### PROBLEM LINK:

**Author:** Egor Bobyk

**Tester:** Mugurel Ionut Andreica

**Editorialist:** Praveen Dhinwa

### DIFFICULTY:

Cakewalk

### PREREQUISITES:

basic knowledge of programming in any language

### PROBLEM:

You are given grade points of a student in total n courses. Grade points of a student can be between 2 to 5. A grade point of 2 means that student has failed the course.

A student can receive scholarship if he satisfies all of the below given conditions.

- He/She has not failed any course.
- His/Her average grade point is not less than 4.
- There should be at least one course in which he got perfect grade points, (i.e. a grade point of 5).

You have to tell whether the student will be able to receive scholarship or not.

### EXPLANATION:

This is a simple implementation problem. You can check all the conditions easily. See the below given pseudo codes for checking various conditions.

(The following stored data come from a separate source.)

PR #109, opened 2023-09-19
refactor: make global id structured

cgorenflo:


contracts/connection-router/src/events.rs
```diff
@@ -104,8 +104,8 @@ impl From<ChainUnfrozen> for Event {
 impl From<NewMessage> for Vec<Attribute> {
     fn from(other: NewMessage) -> Self {
         vec![
-            ("id", other.id_on_chain).into(),
-            ("source_chain", other.source_chain).into(),
+            ("id", other.id.message_id).into(),
+            ("source_chain", other.id.chain).into(),
```
sammy1991106, line 108: I'd suggest merging these attributes into one as well. 
```suggestion
            ("id", other.id).into(),
```

contracts/connection-router/src/types.rs
```diff
@@ -83,39 +83,14 @@ impl KeyDeserialize for MessageID {
...
-    }
-}
-
-impl GlobalMessageId {
-    pub fn new(chain_name: ChainName, message_id: MessageID) -> Self {
-        Self(chain_name, message_id)
-    }
+pub struct GlobalMessageId {
+    pub chain: ChainName,
+    pub message_id: MessageID,
```
sammy1991106, line 88:
```suggestion
pub struct CrosschainUniqueId {
    pub chain: ChainName,
    pub message_id: ChainUniqueId,
```
I prefer calling things what they are instead of what they are for.

contracts/connection-router/src/types.rs
```diff
@@ -81,63 +81,38 @@ impl KeyDeserialize for MessageID {
...
-    }
-}
-
-impl GlobalMessageId {
-    pub fn new(chain_name: ChainName, message_id: MessageID) -> Self {
-        Self(chain_name, message_id)
-    }
+pub struct CrossChainUid {
+    pub chain: ChainName,
+    pub id: MessageID,
```
sammy1991106, line 88: I still find it weird that the `Message` type has a `uid` field, within which there's a field called `MessageID`.

sammy1991106 (approved):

**He/She has not failed any course.**

```
failed = false;
for i = 1 to n:
if score[i] == 2:
failed = true;
if (failed) {
willGetScholarship = false;
}
```

**His/Her average grade point is not less than 4.**

As we know the average grade point will be sum of all grades divided by n. There are two ways of checking this condition.

**Method 1**

```
int totalScore = 0;
for i = 1 to n:
totalScore += score[i]
double averageScore = totalScore / n;
if (averageScore < 4.0) {
willGetScholarship = false;
}
```

Note that in this method, averageScore is computed in `double`

data type. Whenever possible, you should try to avoid comparison between two doubles due to inability of double representation to store all digits after decimal. You can write the above code in the following way in order to have all of your intermediate calculations in `int`

data type.

```
int totalScore = 0;
for i = 1 to n:
totalScore += score[i]
if (totaScore < 4 * n) {
willGetScholarship = false;
}
```

**There should be at least one course in which he got perfect grade points, (i.e. a grade point of 5).**

```
gotPerfectScore = false;
for i = 1 to n:
if score[i] == 5:
gotPerfectScore = true;
if (!gotPerfectScore) {
willGetScholarship = false;
}
```

In this way, you can check all the conditions using a single pass over the array representing the grade points in all the courses. Time complexity of this algorithm will be \mathcal{O}(n) where n denotes number of courses.